Can data governance be effectively centralized or does it require a more dispersed, flexible approach?
Buzzelli: The management and culture of every firm is unique; thus, the centralized or distributed structure should align accordingly. However, data governance is best positioned for success with a balanced approach where governance authority, firm level policy, governance programs, standards and measurement, leadership and guidance are centralized. The balance of data governance is within each business function and includes definition and adoption of function-level data usage policies, specific business function service-level expectations and authority over data stewardship and data ownership. Regardless of organizational structure, data governance should be a shared development, adoption and promotion responsibility across the firm.
Mathurin: The issue relates more often to roles and processes rather than tools. Centralized systems provide a single place to ensure the compliant execution of the data policies. They also provide a single place for transparency, access, and connectivity to multiple sources.
Regarding the organization itself, structure must follow strategy: the process and the organization can be decentralized to allow ownership and stewardship functions to run at the level where it makes most sense. We have seen various configurations from a central approach to a federated approach-where local subsidiaries own and manage local fields such as tax, while common fields are managed by headquarter. These approaches are fully compatible with a central system.
McInnis: Data governance policies need to be flexible, period. However, whether policies are centralized or federated depends on the structure and size of the organization, and they can vary, depending on the data in question.
A large organization may choose to centrally manage certain datasets that are commoditized and utilized across the enterprise, such as security reference data or pricing data.
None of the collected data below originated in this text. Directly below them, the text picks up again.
PR #4502, opened 2026-07-02
fix: prevent leaked CNS endpoint records from late ADDs after DELETE

rbtr:
Once ADD and DEL are each serialized, the split brain is gone — but one ordering
still leaves bad state. If DEL runs to completion *before* its ADD, DEL is a pure
no-op, and the ADD that lands afterwards assigns an IP and writes endpoint state
for a sandbox that no longer exists. Nothing will ever delete that record.

That leak is not merely wasted address space. `ReconcileIPAssignment` skips an
endpoint IP that is not in the current NC pool but leaves the endpoint record in
place, so if the pool shrinks and later reintroduces that IP, IPAM offers it as
`Available` while the stale record still claims it. The next pod to take it
produces the second endpoint record — the same `duplicate IP detected in CNS
initialization` failure, reached by a slower path.

## Fix

A durable write-ahead delete intent keyed by infra container ID, stored alongside
endpoint state.

- **DEL:** persist the delete intent, remove endpoint state, release the IP.
- **ADD:** reject while an unexpired intent exists for that container.
- **PATCH:** also rejected. `UpdateEndpointHelper` *creates* a record when one is
  absent, so an ungated late PATCH would resurrect exactly the leaked record this
  change exists to prevent.
- **Startup:** load endpoint and intent state fail-closed, replay active intents
  (deleting the corresponding endpoint records) and prune expired ones, all before
  the pod-info provider reads the store. Statefiles predating the intent key are
  tolerated.

### Intent lifetime

TTL is 10 minutes. It only needs to outlive a CNI request that was already in
flight when the DELETE arrived, plus a CNS restart. An intent that outlives the
racing request can only reject work that should have succeeded, so it is
deliberately far shorter than a pod lifetime.

The intent keeps the timestamp of the *first* delete. Refreshing it on every DELETE
would be self-renewing: a rejected ADD makes the runtime retry DELETE, which would
extend the intent indefinitely and permanently block that container.

## Scope

This prevents new corruption. It does **not** repair nodes whose statefile is
already corrupt — those records have no delete intents, so replay does not touch
them and startup still fails. Recovering an already-bricked node still requires
clearing its endpoint statefile. A repair path needs authoritative runtime state
to decide which of the duplicate records is live, and is left as follow-up.

## Performance under pod churn

Each DELETE now performs two store writes (the intent, then the endpoint state).
`jsonFileStore.Write` re-serializes the whole file, so both writes marshal the
endpoints and intents blobs together, and all of it happens under the global
service lock that serializes every ADD and DELETE on the node.

Measured cost of one DELETE on a 250-endpoint node, varying the number of
outstanding intents:

| outstanding intents | DELETE | vs. no intents |
|---|---|---|
| 0 | 0.44 ms | 1.0x |
| 250 | 0.69 ms | 1.6x |
| 1 000 | 1.41 ms | 3.4x |
| 5 000 | 5.32 ms | 12.7x |
| 86 400 | 99.7 ms | 227x |

Cost is linear in the number of outstanding intents, which is why the TTL is
minutes rather than hours. With a 10 minute TTL the intent count is the number of
*distinct* containers deleted in that window; a node cycling its entire 250-pod
complement every 10 minutes sits at roughly 0.69 ms, which is immaterial next to
the multi-second ADDs that trigger this bug class. The 86 400 row is what a 24
hour TTL would reach at ~1 delete/sec, and would itself have caused the ADD
timeouts this change exists to contain.

Repeated DELETEs for the same container do not add entries or refresh
timestamps, so a rejection storm cannot inflate the map.

If this ever needs to be cheaper, the fix is to fold both writes into a single
flush rather than to shorten the TTL further. That halves the I/O and is strictly
safer than the current two-flush sequence, but it needs a multi-key write on
`KeyValueStore` and is left as follow-up.

## Tests

- DEL-before-ADD rejection, sequential and under forced lock contention
  (`TestConcurrentDeleteThenAddDoesNotLeakIP`)
- repeated DELETE does not extend intent lifetime
- startup replay, expiry pruning, and fail-closed on unreadable state
- late PATCH rejection
- statefile with no intent key

## Validation

- `go test -race -count=1 ./cns/restserver/... ./store/...`


store/json.go
```diff
@@ -122,9 +122,19 @@ func (kvs *jsonFileStore) Write(key string, value interface{}) error {
 		return err
 	}
 
-	kvs.data[key] = &raw
+	nextData := make(map[string]*json.RawMessage, len(kvs.data)+1)
```
pjohnst5: My gut tells me we should split up json.go and json_test.go changes into a separate PR first (just to make the tombstone related changes smaller)

cns/restserver/util.go
```diff
@@ -124,22 +124,31 @@ func (service *HTTPRestService) restoreState() {
 		if service.EndpointStateStore == nil {
 			//nolint:staticcheck // TODO: migrate to zap
 			logger.Errorf("[Azure CNS]  OptManageEndpointState is enabled but EndpointStateStore is not initialized; endpoint state persistence/restoration is disabled.")
-			return
+			return nil
```
pjohnst5: I know this isn't part of this PR, but it's odd to me / doesn't make sense yet, why `OptManageEndpointState` would be true, but `service.EndpointStateStore` would be nil 🤔

https://github.com/Azure/azure-container-networking/blob/7738d7e1fb2590f42e7d23c2c3f97b4ebc29b069/cns/service/main.go#L773

Is where it is initialized, and it only proceeds if  `err != nil`, but I digress

pjohnst5: Yeah, probably something for a different PR, but we should probably? return an error here (I fail to see why not)

cns/restserver/ipam.go
```diff
@@ -522,18 +583,24 @@ func (service *HTTPRestService) ReleaseIPConfigsHandler(w http.ResponseWriter, r
 }
 
 func (service *HTTPRestService) removeEndpointState(podInfo cns.PodInfo) error {
```
pjohnst5: Should we just get rid of this function now, all together?

Image

I only see it referenced in tests now (after you switched it out for `releaseIPConfigsWithDeleteIntent()` in `ipam.go`

cns/restserver/endpoint_delete_intent.go
```diff
@@ -0,0 +1,151 @@
...
+			delete(endpointState, containerID)
+			endpointStateChanged = true
+		}
+	}
+
+	if endpointStateChanged {
+		if err := service.EndpointStateStore.Write(EndpointStoreKey, endpointState); err != nil {
+			return fmt.Errorf("replaying endpoint delete intents: %w", err)
+		}
+		service.EndpointState = endpointState
```
pjohnst5: nit: Write a comment here that says "Save it back to memory" or something, just so we know that we were operating on a clone (I know you named it cloned before, but just to be super explicit)

pjohnst5: Same for line 40 up above:
`	service.EndpointDeleteIntents = intents // Save it in-memory`

Idk, maybe it's redundant

cns/restserver/ipam.go
```diff
@@ -73,11 +77,21 @@ func (service *HTTPRestService) requestIPConfigHandlerHelper(ctx context.Context
 
 	// record a pod requesting an IP
 	service.podsPendingIPAssignment.Push(podInfo.Key())
-	podIPInfo, err := requestIPConfigsHelper(service, ipconfigsRequest) //nolint:contextcheck // appease linter for revert PR
```
pjohnst5: This is awesome! `TimedSet`

cns/restserver/ipam.go
```diff
@@ -115,6 +115,41 @@ func (service *HTTPRestService) requestIPConfigHandlerHelper(ctx context.Context
 	}, nil
 }
 
+func (service *HTTPRestService) requestIPConfigsWithEndpointState(ctx context.Context, ipconfigsRequest cns.IPConfigsRequest, podInfo cns.PodInfo) ([]cns.PodIpInfo, error) {
```
pjohnst5, line 118: Okay, (just thinking out loud here), so this is the function that first we check _if_ there's a delete intent for the container that we are trying to request IPs for

If there _is_ a delete intent for it, our "ADD" is blocked

cns/restserver/ipam.go
```diff
@@ -333,67 +368,78 @@ func (service *HTTPRestService) RequestIPConfigsHandler(w http.ResponseWriter, r
 }
 
 func (service *HTTPRestService) updateEndpointState(ipconfigsRequest cns.IPConfigsRequest, podInfo cns.PodInfo, podIPInfo []cns.PodIpInfo) error {
```
pjohnst5: `updateEndpointState()` maybe we should also just get rid of it:

Image

cns/restserver/ipam.go
```diff
@@ -1010,6 +1087,13 @@ func (service *HTTPRestService) AssignDesiredIPConfigs(podInfo cns.PodInfo, desi
 // Assigns an available IP from each NC on the NNC. If there is one NC then we expect to only have one IP return
 // In the case of dualstack we would expect to have one IPv6 from one NC and one IPv4 from a second NC
 func (service *HTTPRestService) AssignAvailableIPConfigs(podInfo cns.PodInfo) ([]cns.PodIpInfo, error) {
```
pjohnst5: Same (maybe just delete?)

Image

pjohnst5 (dismissed):

pjohnst5 (dismissed):
Let's GO!!

cns/restserver/endpoint_delete_intent.go
```diff
@@ -0,0 +1,122 @@
...
+
+	nextIntents := cloneEndpointDeleteIntents(service.EndpointDeleteIntents)
+	nextEndpointState := cloneEndpointState(service.EndpointState)
+	intentsChanged := false
+	endpointStateChanged := false
+	for containerID, intent := range nextIntents {
+		if endpointDeleteIntentExpired(intent, now) {
+			delete(nextIntents, containerID)
+			intentsChanged = true
+			continue
```
behzad-mir, line 90: what if CNS has been restarted or crashed for longer than 10 min, this "continue" means CNS will skip the endpoint deletion since the intent is expired and we will have an stale endpoint. Right?

cns/restserver/ipam.go
```diff
@@ -123,6 +126,13 @@ func (service *HTTPRestService) requestIPConfigsWithEndpointState(ctx context.Co
 	if err := ctx.Err(); err != nil {
 		return nil, fmt.Errorf("ip config request canceled: %w", err)
 	}
+	blocked, err := service.endpointDeleteIntentBlocksAddLocked(podInfo.InfraContainerID(), time.Now())
```
behzad-mir, line 136: This might affect Swiftv2 Rollback process. if swiftv2 getipconfig or interface process fails while the infra part was successful then there will be a rollback call which will be recorded as delete intent. if the runtime retries ADD with same containerid again then this might get blocked for 10 min. probably need to avoid marking internal fail add compensation of swiftv2 as a delete intent.

behzad-mir (changes requested):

Yet, that same organization may choose to let other more esoteric datasets be governed locally.
For example, if a quant group calculates data solely for its own usage and there are no dependencies on that data elsewhere, it makes sense for that group to set its own controls and guidelines for that particular dataset. If at some stage, that dataset does need to be consumed outside of the group, instituting a global governance policy may then make sense.
As is the case in this example, data governance policies have to be flexible and agile to react to, and reflect, both organizational and industry changes. We firmly believe that data governance is organic and ever-evolving, rather than a set of rules carved in stone. Accordingly, success in data governance requires ongoing oversight and systematic reviews to measure the completeness, accuracy, consistency and timeliness of the data.
How would you compare MDM, EDM, IBOR and centralized data governance as operational approaches?
Mathurin: All of these approaches are fully complementary, with EDM, IBOR and MDM focusing on the data stewardship functions on different data focus angles, and the centralized data governance supplementing and orchestrating these initiatives.
McInnis: These approaches all follow the concept of manufacturing centrally and distributing globally. Firms need a unanimous centralized view of their commoditized datasets, as well as how they are consumed and utilized across the enterprise. Specifically for investment management organizations, there should be no disagreement when it comes to the likes of security reference, trade, position or pricing data across the organization to ensure consistency and clarity of data, and the decision making that results from its use. Each approach supports that core aim.